Data excerpts:
PR #96, opened 2019-12-15
Add typehints and update docstrings

cydave:
> @cydave This may be too much to ask so feel free to push back and say, “no” but would you be open to just closing this PR and then taking the final version of your branch and creating a new PR with a single commit (with type hints and typos)? As you pointed out, it would greatly help to reduce the number of commits to the main branch and keep the history more compact and searchable.

@seanlaw  As requested, a new pull request :+1:

### DIFF
--- a/stumpy/core.py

**INSTRUCTIONS FOR THE TASK:**
The answer should be the complete set of records, printed exactly.

**SOLUTION:**
PR #96, opened 2019-12-15
Add typehints and update docstrings

cydave:
> @cydave This may be too much to ask so feel free to push back and say, “no” but would you be open to just closing this PR and then taking the final version of your branch and creating a new PR with a single commit (with type hints and typos)? As you pointed out, it would greatly help to reduce the number of commits to the main branch and keep the history more compact and searchable.

@seanlaw  As requested, a new pull request :+1:

### DIFF
--- a/stumpy/core.py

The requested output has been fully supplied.